>>>

PR #952, opened 2019-07-16
PP-5560 - govuk-frontend 3.0 upgrade

jonheslop:
Updated all templates to meet breaking changes as part of 3.0.0 release which are all detailed here — https://github.com/alphagov/govuk-frontend/releases/tag/v3.0.0

This 3.0 release includes numerous accessibility updates but most visually prominent is the all new colour scheme - https://designnotes.blog.gov.uk/2019/07/29/weve-made-the-gov-uk-design-system-more-accessible/

### DIFF
--- a/app/assets/sass/modules/_button-reset.scss
+++ b/app/assets/sass/modules/_button-reset.scss
@@ -15,6 +15,20 @@
   &:hover {
     color: $govuk-link-hover-colour;
   }
+
+  &:focus {
+    @include govuk-not-ie8 {
+      outline: $govuk-focus-width solid transparent;
+      outline-offset: 0;
+    }
+    color: $govuk-text-colour;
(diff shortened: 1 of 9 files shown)


jonheslop:
Probs need to do some comms before this release or at least check with Katie

app/assets/sass/modules/_button-reset.scss
```diff
@@ -15,6 +15,20 @@
   &:hover {
     color: $govuk-link-hover-colour;
   }
+
+  &:focus {
```
nickcolley: Could this be using the mixin?

The box-shadow's look like a pre-release version of the focus.

https://design-system.service.gov.uk/get-started/focus-states/

jonheslop: Ah nice one, will update

PR #970, opened 2019-08-20
PP-5546 Add client method to get JWT from connector

stephencdaly:
Add a method to connector client to call the connector endpoint to get a Worldpay 3DS Flex DDC JWT.

Add a pact test for this interaction.


app/services/clients/connector_client.js
```diff
@@ -53,6 +54,9 @@ const _getDeleteTokenUrlFor = tokenId => baseUrl + CARD_DELETE_CHARGE_TOKEN_PATH
 /** @private */
 const _getPatchUrlFor = chargeId => baseUrl + CARD_CHARGE_PATH.replace('{chargeId}', chargeId)
 
+/** @private */
```
oswaldquek: Does this line do anything?

stephencdaly: i doubt it, i don't really know. doesn't look like we use this notation anywhere else - not sure why it's done here

oswaldquek: ask @jonheslop !

stephencdaly: he doesn't know. i may remove it all in another pr if i get the chance

PR #971, opened 2019-08-20
PP-5546 Get Worldpay 3DS Flex JWT on card details page

stephencdaly:
If a gateway account has payment provider "worldpay" and 3DS integration version of 2, call connector to get the JWT for DDC and store it on the window.Charge object.

Have added unit tests for worldpay_3ds_flex_service.js, but not integration tests as appropriate integration tests should be added when the device data collection is implemented.


stephencdaly:
Pushed another commit to handle non-200 status codes from connector

PR #972, opened 2019-08-21
PP-5545: Pact test for authorising card

oswaldquek:
This test is really to ensure `worldpay_3ds_flex_ddc_result` is a valid
property in the auth request to connector.

## WHAT

## HOW 
_Steps to test or reproduce:_

### DIFF
--- a/test/unit/clients/connector_client_charge_tests.js
+++ b/test/unit/clients/connector_client_charge_tests.js
@@ -12,6 +12,7 @@ const { PactInteractionBuilder } = require('../../fixtures/pact_interaction_buil
 
 const TEST_CHARGE_ID = 'testChargeId'
 const GET_CHARGE_URL = `/v1/frontend/charges/${TEST_CHARGE_ID}`
+const AUTHORISE_CHARGE_URL = `/v1/frontend/charges/${TEST_CHARGE_ID}/cards`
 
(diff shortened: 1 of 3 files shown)


test/unit/clients/connector_client_charge_tests.js
```diff
@@ -30,30 +31,55 @@ describe('connector client - charge tests', function () {
...
 
+  describe('making auth request', function () {
+    const authRequest = fixtures.validAuthorisationRequest()
+    
+    before(() => {
+      const response = fixtures.validChargeCardDetailsAuthorised()
+      const builder = new PactInteractionBuilder(AUTHORISE_CHARGE_URL)
+        .withRequestBody(authRequest.getPactified())
+        .withMethod('POST')
+        .withState('a sandbox account exists with a charge with id testChargeId that is in state ENTERING_CARD_DETAILS.')
```
danworth: The `worldpay_3ds_flex_ddc_result` is only applicable to worldpay accounts, should that be reflected in the state rather than using `sandbox`?

oswaldquek: I did think about that but thought it wouldn't work to have worldpay, otherwise the provider test would actually try to call worldpay...

PR #983, opened 2019-09-09
PP-5620: Pact test for /v1/frontend/tokens/{tokenId} endpoint

oswaldquek:
## WHAT

## HOW 
_Steps to test or reproduce:_

### DIFF
--- a/test/fixtures/payment_fixtures.js
+++ b/test/fixtures/payment_fixtures.js
@@ -218,6 +218,23 @@ const buildChargeDetailsWithPrefilledCardHolderDeatils = (opts) => {
 }
 
 const fixtures = {
+  tokenResponse: (opts = {}) => {
+    const data = {
+      'used': opts.used,
+      'charge': {
+        'externalId': opts.chargeExternalId
+      }
+    }
+    return {
+      getPactified: () => {
+        return pactBase.pactify(data)
+      },
+      getPlain: () => {
+        return data
+      }
+    }
+  },
+
   // intitial charge details returned have different API surface than charge others
   validChargeCreatedByToken: (opts = {}) => {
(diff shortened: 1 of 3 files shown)


test/fixtures/payment_fixtures.js
```diff
@@ -218,6 +218,23 @@ const buildChargeDetailsWithPrefilledCardHolderDeatils = (opts) => {
 }
 
 const fixtures = {
+  tokenResponse: (opts = {}) => {
+    const data = {
+      'used': opts.used,
+      'charge': {
+        'externalId': opts.chargeExternalId
```
danworth: Should this be snake case `external_id`? Also, is `external_id` the only element in the charge response that is required for now and that's why the rest of the elements in `charge` aren't being tested?

oswaldquek: Yes the current `externalId` is correct as that's what the connector service responds with.
Also yes to the second question. If you have a read of the scenarios in https://payments-platform.atlassian.net/browse/PP-5620 we only care about the `used` indicator and payment id.

oswaldquek: That's why I asked about snake case and camel case in the slack channel earlier as I thought it was snake case originally. But when running the pact test it turned out to be camel.

danworth: Ah I get it now, in Connector `ChargeEntity` has no Jackson annotations so the element names match the camelCase format of the class fields, the `GatewayAccountEntity` has getters with Jackson annotations and their elements are snake_case, hence the `"gatewayAccount.service_name"`... so yes its a confusing.

Also, yes looking at the scenarios the only important bit is the external id 👍

PR #991, opened 2019-09-10
PP-5626 x gov analytics setup part 1

jonheslop:
Cleaning things up and using new ENV var rather than hardcoding in ID


app/views/includes/analytics.njk
```diff
@@ -20,9 +21,12 @@
     });
 
     {# X-Gov google analtyics #}
```
rhowe-gds:
```suggestion
    {# X-Gov google analytics #}
```

jonheslop:
Parking this as there would other work we would need to do to the API that we're not going right now

PR #2801, opened 2024-10-14
ensure shared chats are shared

pablodanswer:
## Description

## How Has This Been Tested?

## Accepted Risk

## Related Issue(s)

## Checklist:

### DIFF
--- a/backend/danswer/server/features/persona/api.py
+++ b/backend/danswer/server/features/persona/api.py
@@ -239,11 +239,14 @@ def get_persona(
     persona_id: int,
     user: User | None = Depends(current_user),
     db_session: Session = Depends(get_session),
+    include_non_owned: bool = Query(
+        False, description="If true, return persona even if user doesn't own it."
+    ),
 ) -> PersonaSnapshot:
     return PersonaSnapshot.from_model(
         get_persona_by_id(
             persona_id=persona_id,
-            user=user,
+            user=user if not include_non_owned else None,
             db_session=db_session,
             is_for_edit=False,
         )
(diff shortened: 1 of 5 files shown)


backend/danswer/server/features/persona/api.py
```diff
@@ -239,11 +239,14 @@ def get_persona(
     persona_id: int,
     user: User | None = Depends(current_user),
     db_session: Session = Depends(get_session),
+    include_non_owned: bool = Query(
```
Weves: doesn't this give a way for any user to access any persona?

Weves: would slightly prefer to not offer that (e.g. just use a default icon if the user doesn't have access to the persona). Also, if we do keep this it should likely be something like `include_non_accessible`, since it already returns those that the user doesn't own

Weves (changes requested):

backend/danswer/server/features/persona/api.py
pablonyx: Agree on all fronts. Didn't mean to take this out of drafts. Was still testing to see if I could understand why the original issue was occurring.

web/src/app/chat/shared/[chatId]/page.tsx
```diff
@@ -53,18 +54,21 @@ export default async function Page({ params }: { params: { chatId: string } }) {
   if (user && !user.is_verified && authTypeMetadata?.requiresVerification) {
     return redirect("/auth/waiting-on-verification");
   }
+  const persona = chatSession?.persona_id
+    ? (availableAssistants?.find((p) => p.id === chatSession.persona_id) ??
+      availableAssistants?.[0] ??
+      null)
+    : (availableAssistants?.[0] ?? defaultPersona);
 
+  console.log(persona);
```
Comment (Weves) [inline web/src/app/chat/shared/[chatId]/page.tsx]: nit: remove console.log

PR #2844, opened 2024-10-17
Refactor + add global timeout env variable

Weves:
Also added a test for the litellm embedder.

Not really required, but it was something I did while looking into adding embedding batch limits (which turned out to not be necessary, since we already had a way to do it 😓)

### DIFF
--- a/backend/shared_configs/configs.py
+++ b/backend/shared_configs/configs.py
@@ -63,8 +63,15 @@ DEV_LOGGING_ENABLED = os.environ.get("DEV_LOGGING_ENABLED", "").lower() == "true
 # notset, debug, info, notice, warning, error, or critical
 LOG_LEVEL = os.environ.get("LOG_LEVEL", "notice")
 
+# Timeout for API-based embedding models
+# NOTE: does not apply for Google VertexAI, since the python client doesn't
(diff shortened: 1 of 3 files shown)


backend/shared_configs/configs.py
```diff
@@ -63,8 +63,25 @@
...
+# allow us to specify a custom timeout
+API_BASED_EMBEDDING_TIMEOUT = int(os.environ.get("API_BASED_EMBEDDING_TIMEOUT", "600"))
+
 # Only used for OpenAI
-OPENAI_EMBEDDING_TIMEOUT = int(os.environ.get("OPENAI_EMBEDDING_TIMEOUT", "600"))
+OPENAI_EMBEDDING_TIMEOUT = int(
+    os.environ.get("OPENAI_EMBEDDING_TIMEOUT", API_BASED_EMBEDDING_TIMEOUT)
+)
+
+_API_BASED_EMBEDDING_MAX_BATCH_SIZE_RAW = os.environ.get(
```
pablonyx: Is this used anywhere?

pablodanswer:
Like the new structure!  LGTM, assuming you sanity checked that 10 minutes is a rational default timeout for the API-based embeddings.

PR #2850, opened 2024-10-18
Minor tenant ID improvements

pablodanswer:
## Description
Minor improvements to tenant ID handling

- Ensure we set context in background processes when connectors / dynamic configs need it
- Move tenant ID retrieval logic to db engine


backend/danswer/danswerbot/slack/listener.py
```diff
@@ -357,51 +360,59 @@ def process_message(
         client=client.web_client, channel_id=channel
     )
 
-    with get_session_with_tenant(client.tenant_id) as db_session:
-        slack_bot_config = get_slack_bot_config_for_channel(
-            channel_name=channel_name, db_session=db_session
-        )
+    # Set the current tenant ID at the beginning for all DB calls within this thread
+    if client.tenant_id:
```
yuhongsun96, line 364: Not sure how you feel about these, but if we're in MT mode, we can also just double check here that if the env var is set that it must have a tenant_id and if it's not set that we never do, and throw an exception if the assumption is not true. The general concept being

yuhongsun96 (approved):
lgtm, can we add a comment on how the Slack clients work with threads which is how we know multiple requests from different Slack workspaces won't interfere with each other?

PR #2852, opened 2024-10-19
Account for malformed urls

pablodanswer:
## Description
User running into blocking issues with urls that use \ instead of / (malformed urls - not proper url syntax).


hagen-danswer (approved):
lgtm

PR #2858, opened 2024-10-19
Multitenant redis

pablodanswer:
## Description

Ensure that Redis client handles tenant id.

Previously
- Lock tasks based on keys that are global (not tenant specific)
- `postrun` and `worker init` would use tenant_id defined in initialization loop (ie. always last tenant id dynamically added to celery beat)

There is still work to be done to make sure 
1. We can horizontally scale with many nodes and many tenants 
2. We use a`TenantRedis` class that more explicitly handles the keys' cases

### DIFF
--- a/backend/danswer/background/celery/tasks/indexing/tasks.py
+++ b/backend/danswer/background/celery/tasks/indexing/tasks.py
@@ -51,10 +51,10 @@ logger = setup_logger()
     name="check_for_indexing",
     soft_time_limit=300,
 )
-def check_for_indexing(tenant_id: str | None) -> int | None:
+def check_for_indexing(*, tenant_id: str | None) -> int | None:
     tasks_created = 0
 
-    r = get_redis_client()
+    r = get_redis_client(tenant_id=tenant_id)
 
     lock_beat = r.lock(
         DanswerRedisLocks.CHECK_INDEXING_BEAT_LOCK,
@@ -64,7 +64,10 @@ def check_for_indexing(tenant_id: str | None) -> int | None:
     try:
         # these tasks should never overlap
         if not lock_beat.acquire(blocking=False):
+            task_logger.info(f"Lock acquired for tenant (Y): {tenant_id}")
             return None
+        else:
+            task_logger.info(f"Lock acquired for tenant (N): {tenant_id}")
 
         with get_session_with_tenant(tenant_id) as db_session:
             # Get the primary search settings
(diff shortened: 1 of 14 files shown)


backend/danswer/background/celery/tasks/indexing/tasks.py
```diff
@@ -64,7 +64,10 @@ def check_for_indexing(tenant_id: str | None) -> int | None:
     try:
         # these tasks should never overlap
         if not lock_beat.acquire(blocking=False):
+            task_logger.info(f"Lock acquired for tenant (Y): {tenant_id}")
```
rkuo-danswer, line 67: Are the Y and N reversed?  Also, seems easier to just write in english "Lock acquired" or "Lock not acquired".  Also the amount of logging for locks will be spammy, I'm not sure this logging should be INFO level.

backend/danswer/background/celery/tasks/indexing/tasks.py
```diff
@@ -64,7 +64,10 @@ def check_for_indexing(tenant_id: str | None) -> int | None:
...
             return None
+        else:
+            task_logger.info(f"Lock acquired for tenant (N): {tenant_id}")
```
rkuo-danswer, line 70: no else after return

backend/danswer/db/engine.py
```diff
@@ -295,30 +295,32 @@ async def get_async_session_with_tenant(
...
     tenant_id: str | None = None,
 ) -> Generator[Session, None, None]:
-    """Generate a database session with the appropriate tenant schema set."""
+    """Generate a database session bound to a connection with the appropriate tenant schema set."""
     engine = get_sqlalchemy_engine()
+
     if tenant_id is None:
         tenant_id = current_tenant_id.get()
+    else:
+        current_tenant_id.set(tenant_id)
```
rkuo-danswer, line 304: Can we name or organize "current_tenant_id" in such a way that the fact it's a context var is more obvious?

backend/danswer/key_value_store/store.py
```diff
@@ -28,7 +28,8 @@
 
 class PgRedisKVStore(KeyValueStore):
     def __init__(self) -> None:
-        self.redis_client = get_redis_client()
+        tenant_id = current_tenant_id.get()
```
rkuo-danswer, line 31: Is there any way to inject these global dependencies in instead of creating a hard dependency on them?

rkuo-danswer (commented):
Expect there will be merge conflicts ... happy to look again when resolved.

backend/danswer/background/celery/tasks/indexing/tasks.py
pablonyx: Good catch! Did not intend to leave these in- very spammy

backend/danswer/db/engine.py
pablonyx: Great point - I think renaming is a good idea– seems worth putting in this PR

PR #2869, opened 2024-10-22
Handle models like openai/bedrock/claude-3.5-...

Weves:
Fixes DAN-847

https://linear.app/danswer/issue/DAN-847/fix-issue-where-openaibedrockclaude-35-didnt-pick-up-proper-number-of


pablodanswer:
Good logic- only concern is if a model provider which doesn't exist in model map happens to have a different (shorter) context limit than the base model, but only way around that would be having users manually set limits, so LGTM

pablodanswer (approved):

PR #2876, opened 2024-10-22
upgraded claude model strings

hagen-danswer:


web/src/lib/llm/utils.ts
```diff
@@ -69,20 +69,20 @@ const MODEL_NAMES_SUPPORTING_IMAGE_INPUT = [
   "gpt-4-turbo",
   "gpt-4-1106-vision-preview",
   // standard claude names
-  "claude-3-5-sonnet-20240620",
+  "claude-3-5-sonnet-20241022",
   "claude-3-opus-20240229",
   "claude-3-sonnet-20240229",
   "claude-3-haiku-20240307",
```
pablonyx, line 76: Users that have previously set their default model should still have access to image input

backend/danswer/llm/llm_provider_options.py
```diff
@@ -100,8 +100,8 @@ def fetch_available_well_known_llms() -> list[WellKnownLLMProviderDescriptor]:
             api_version_required=False,
             custom_config_keys=[],
             llm_names=fetch_models_for_provider(ANTHROPIC_PROVIDER_NAME),
-            default_model="claude-3-5-sonnet-20240620",
-            default_fast_model="claude-3-5-sonnet-20240620",
+            default_model="claude-3-5-sonnet-20241022",
```
pablonyx, line 104: Watch out for context length issues - unless we bump our LiteLLM version (when they add "support" for this model), will use default max tokens (which is super low, something like `4096`)

pablodanswer (changes requested):
Looks good but

hagen-danswer:
Waiting for tagged litellm version:
[Repo](https://github.com/BerriAI/litellm/tags)

web/src/lib/hooks.ts
```diff
@@ -278,6 +278,7 @@ const MODEL_DISPLAY_NAMES: { [key: string]: string } = {
   "claude-2.0": "Claude 2.0",
   "claude-instant-1.2": "Claude Instant 1.2",
   "claude-3-5-sonnet-20240620": "Claude 3.5 Sonnet",
+  "claude-3-5-sonnet-20241022": "Claude 3.5 Sonnet (New)",
```
LostVector, line 281: seems possible we might need to rename (new) later but i suppose that's easily fixable if it happens

LostVector (approved):

pablodanswer (approved):

PR #2975, opened 2024-10-28
Prompting

pablodanswer:
## Description

Auto generate starter messages based on attached information.

May be worth moving functions to utility file, although logic is fairly starter message specific (no natural place other than right next to the functionality to store).

https://github.com/user-attachments/assets/899afcf0-75e3-42a5-837b-7360f9f6dc2f


Chillwind132:
Hi @yuhongsun96 @pablodanswer - Looks like an interesting feature, can we have this merged

yuhongsun96:
Couple items to address here:
- We removed the "Title" part of the prompt so let's do the same here.
- Let's not do the autogenerate actually, it runs too many times and is confusing to the user. Instead let's do a green "Generate" button or something like that?
- If the skeleton doesn't match the filled out form, let's not jump the top down, keep the top pinned and jump the bottom up if anything. Also there was this weird thing where the bottom has a white bar at times? Let's make sure that's patched
- Let's make the form skeleton a bit larger so the jump is less jarring
- Let's work on the prompting a bit and generate all 4 together with a single prompt. This would allow us to force them to be more different. It will be slower but whatever...
- Don't let the user create an assistant without at least generating prompts, or removing them explicitly (no accidental creating assistants without starter prompts).

PR #3025, opened 2024-11-01
Tool call per message

pablodanswer:
## Description
One tool call per message

First in a sequence of changes


backend/danswer/chat/process_message.py
```diff
@@ -779,6 +779,8 @@ def stream_chat_message_objects(
                     img_generation_response = cast(
                         list[ImageGenerationResponse], packet.response
                     )
+                    print(img_generation_response[0].__dict__)
```
rkuo-danswer: Did we mean to leave these in?

rkuo-danswer (approved):

PR #3027, opened 2024-11-02
Upgrade to latest NextJS + switch to turbopack

Weves:
Much faster page loading during dev!


web/src/middleware.ts
```diff
@@ -4,24 +4,26 @@ import { SERVER_SIDE_ONLY__PAID_ENTERPRISE_FEATURES_ENABLED } from "./lib/consta
...
+    "/admin/groups/:path*",
+    "/admin/api-key/:path*",
+    "/admin/performance/usage/:path*",
+    "/admin/performance/query-history/:path*",
+    "/admin/whitelabeling/:path*",
+    "/admin/performance/custom-analytics/:path*",
+    "/admin/standard-answer/:path*",
+
+    // Cloud only
+    "/admin/cloud-settings/:path*",
```
Weves, line 18: I don't see a reason to not just include this anyways

web/next.config.js
```diff
@@ -10,7 +10,6 @@ const { withSentryConfig } = require("@sentry/nextjs");
 /** @type {import('next').NextConfig} */
 const nextConfig = {
   output: "standalone",
-  swcMinify: true,
```
Weves, line 13: not recognized anymore

web/package.json
```diff
@@ -71,5 +73,8 @@
     "eslint": "^8.48.0",
     "eslint-config-next": "^14.1.0",
     "prettier": "2.8.8"
+  },
+  "overrides": {
+    "react-is": "^19.0.0-rc-69d4b800-20241021"
```
Weves, line 78: needed to support shadcn charts with nextjs 15 

https://ui.shadcn.com/docs/react-19

Weves: a bit messy since we haven't switched to use react19, but it seems to work 🤷

Weves: without it, the charts are empty

pablodanswer (approved):

pablodanswer:
Seeing a coupel small issues - specifically when trying to import the base tailwind themes 

```
Module not found
   3 | const baseThemes = require("./tailwind-themes/tailwind.config.js");
   4 | const customThemes = process.env.NEXT_PUBLIC_THEME
>  5 |   ? require(
     |     ^^^^^^^^
>  6 |       `./tailwind-themes/custom/${process.env.NEXT_PUBLIC_THEME}/tailwind.config.js`
     | ^^^^^^^^^^^^^^^^^^^^^^^^^^^^^^^^^^^^^^^^^^^^^^^^^^^^^^^^^^^^^^^^^^^^^^^^^^^^^^^^^^^^
>  7 |     )
     | ^^^^^^
   8 |   : null;
   9 |
  10 | /** @type {import('tailwindcss').Config} */

```

and  on the chat page- `Accessing element.ref was removed in React 19. ref is now a regular prop. It will be removed from the JSX Element type in a future release.`

PR #3042, opened 2024-11-04
update persona defaults

pablodanswer:
## Description

https://github.com/user-attachments/assets/a9b2775d-4899-449b-b1c0-b0ba86e315ee


yuhongsun96:
image
I prefer having just the 1 line like the "Give me an overview of what's here" and not show the other one (that one will be purely for prompting the LLM)

yuhongsun96:
image
I prefer these being smaller, like just the icon and name, maybe on hover it can drop down and show the other information

yuhongsun96:
image
Need to enable more scrolling so that on smaller screen it's not cut off (the dropdown thing we want to add)

yuhongsun96:
image
On smaller screens, the experience is kind of meh... (There is no option for any scrolling here either)

yuhongsun96:
I think in general, maybe a bit more spacing between the elements might be nice? Let's tweak it live together

yuhongsun96 (approved):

<<<

### PROBLEM STATEMENT
Examine the records and pull out every line where the string "reset" occurs.

### SOLUTION FOR THIS TASK
--- a/app/assets/sass/modules/_button-reset.scss
+++ b/app/assets/sass/modules/_button-reset.scss
app/assets/sass/modules/_button-reset.scss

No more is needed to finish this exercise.